##### DATA FOR REVIEW #####

PR #848, opened 2021-03-19
Various minor DFT changes

januseriksen:
Various minor DFT changes related to the use of PySCF in a project of mine (https://github.com/januseriksen/decodense):

 - Commit #2901915 - This replaces pyscf#610 (introduces identical functionality).
 - Commit #bd1dbe8 - This is related to calling the code in ```numint.py:eval_rho()``` from within multiprocessing regions. Pickling of open files (e.g., in a ```mol``` object) is an issue and we may then allow for passing ```nbas``` and ```ao_loc``` explicitly instead (with ```mol``` set to ```None```). Also, calling into ```lib.dot()``` doesn't appear to work - at least locally on my Mac(?) - and we can then enforce the use of ```np.dot()``` instead by setting the ```ENFORCE_NUMPY``` config variable.

I trust these changes are not disruptive.

### DIFF
--- a/pyscf/dft/numint.py
+++ b/pyscf/dft/numint.py
@@ -622,8 +622,8 @@ def _dot_ao_dm(mol, ao, dm, non0tab, shls_slice, ao_loc, nbas, out=None):
        ao.ctypes.data_as(ctypes.c_void_p),
        dm.ctypes.data_as(ctypes.c_void_p),
        ctypes.c_int(nao), ctypes.c_int(dm.shape[1]),
-       ctypes.c_int(ngrids), pnbas,
-       pnon0tab, pshls_slice, ctypes.c_int(nbas))
+       ctypes.c_int(ngrids), ctypes.c_int(nbas),
+       pnon0tab, pshls_slice, pao_loc)
     return vm
 
 def _scale_ao(ao, wv, out=None):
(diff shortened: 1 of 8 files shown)


januseriksen:
Alright, I think (hope) I've cleaned everything up by now.

sunqm:
The original API seems enough to implement the EDA formula of the paper (IJQC, 109, 2464). It's not obvious to me that the extra keywords idx, nbas, ao_loc are inevitable for the EAD implementation.

* It's recommended to modify the grids' coordinates before calling `eval_ao`. For Grid-EDA, I can imagine a short implementation that defines a set of custom classes inherited from `pyscf.dft.Grids` for each EDA species, then calling `numint.Numint(mol).nr_rks(mol, custom_grids, xc_code)` . The return value exc is then the sum of E^A(DFTX) and E^A(DFTC). If individual X and C contributions are required, they can be evaluated  by calling nr_rks function twice with different xc code, for example
```
# xc = 'b88,p86'
ex_A = nr_rks(mol, custom_grids, xc='b88,')[1]
ec_A = nr_rks(mol, custom_grids, xc=',p86')[1]
```
The parameter idx seems not needed.

* Mole object (and Cell) object can be serialized and deserialized with .pack and .unpack function. For example,
```
pyscf.gto.loads(pickle.loads(pickle.dumps(mol.dumps())))
```
For multiprocessing executors, using mol.dumps() as the argument would be a better choice.

* What's the error of lib.dot ? Do you install pyscf from pip or build from source code?

januseriksen:
I took the time to restructure things on my side over the weekend and so these changes are not needed anymore. Thanks for your comments. Closing this & pyscf#610 as a result.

#####

The required answer is the complete data, repeated exactly.

PR #848, opened 2021-03-19
Various minor DFT changes

januseriksen:
Various minor DFT changes related to the use of PySCF in a project of mine (https://github.com/januseriksen/decodense):

 - Commit #2901915 - This replaces pyscf#610 (introduces identical functionality).
 - Commit #bd1dbe8 - This is related to calling the code in ```numint.py:eval_rho()``` from within multiprocessing regions. Pickling of open files (e.g., in a ```mol``` object) is an issue and we may then allow for passing ```nbas``` and ```ao_loc``` explicitly instead (with ```mol``` set to ```None```). Also, calling into ```lib.dot()``` doesn't appear to work - at least locally on my Mac(?) - and we can then enforce the use of ```np.dot()``` instead by setting the ```ENFORCE_NUMPY``` config variable.

I trust these changes are not disruptive.

### DIFF
--- a/pyscf/dft/numint.py
+++ b/pyscf/dft/numint.py
@@ -622,8 +622,8 @@ def _dot_ao_dm(mol, ao, dm, non0tab, shls_slice, ao_loc, nbas, out=None):
        ao.ctypes.data_as(ctypes.c_void_p),
        dm.ctypes.data_as(ctypes.c_void_p),
        ctypes.c_int(nao), ctypes.c_int(dm.shape[1]),
-       ctypes.c_int(ngrids), pnbas,
-       pnon0tab, pshls_slice, ctypes.c_int(nbas))
+       ctypes.c_int(ngrids), ctypes.c_int(nbas),
+       pnon0tab, pshls_slice, pao_loc)
     return vm
 
 def _scale_ao(ao, wv, out=None):
(diff shortened: 1 of 8 files shown)


januseriksen:
Alright, I think (hope) I've cleaned everything up by now.

sunqm:
The original API seems enough to implement the EDA formula of the paper (IJQC, 109, 2464). It's not obvious to me that the extra keywords idx, nbas, ao_loc are inevitable for the EAD implementation.

* It's recommended to modify the grids' coordinates before calling `eval_ao`. For Grid-EDA, I can imagine a short implementation that defines a set of custom classes inherited from `pyscf.dft.Grids` for each EDA species, then calling `numint.Numint(mol).nr_rks(mol, custom_grids, xc_code)` . The return value exc is then the sum of E^A(DFTX) and E^A(DFTC). If individual X and C contributions are required, they can be evaluated  by calling nr_rks function twice with different xc code, for example
```
# xc = 'b88,p86'
ex_A = nr_rks(mol, custom_grids, xc='b88,')[1]
ec_A = nr_rks(mol, custom_grids, xc=',p86')[1]
```
The parameter idx seems not needed.

* Mole object (and Cell) object can be serialized and deserialized with .pack and .unpack function. For example,
```
pyscf.gto.loads(pickle.loads(pickle.dumps(mol.dumps())))
```
For multiprocessing executors, using mol.dumps() as the argument would be a better choice.

* What's the error of lib.dot ? Do you install pyscf from pip or build from source code?

januseriksen:
I took the time to restructure things on my side over the weekend and so these changes are not needed anymore. Thanks for your comments. Closing this & pyscf#610 as a result.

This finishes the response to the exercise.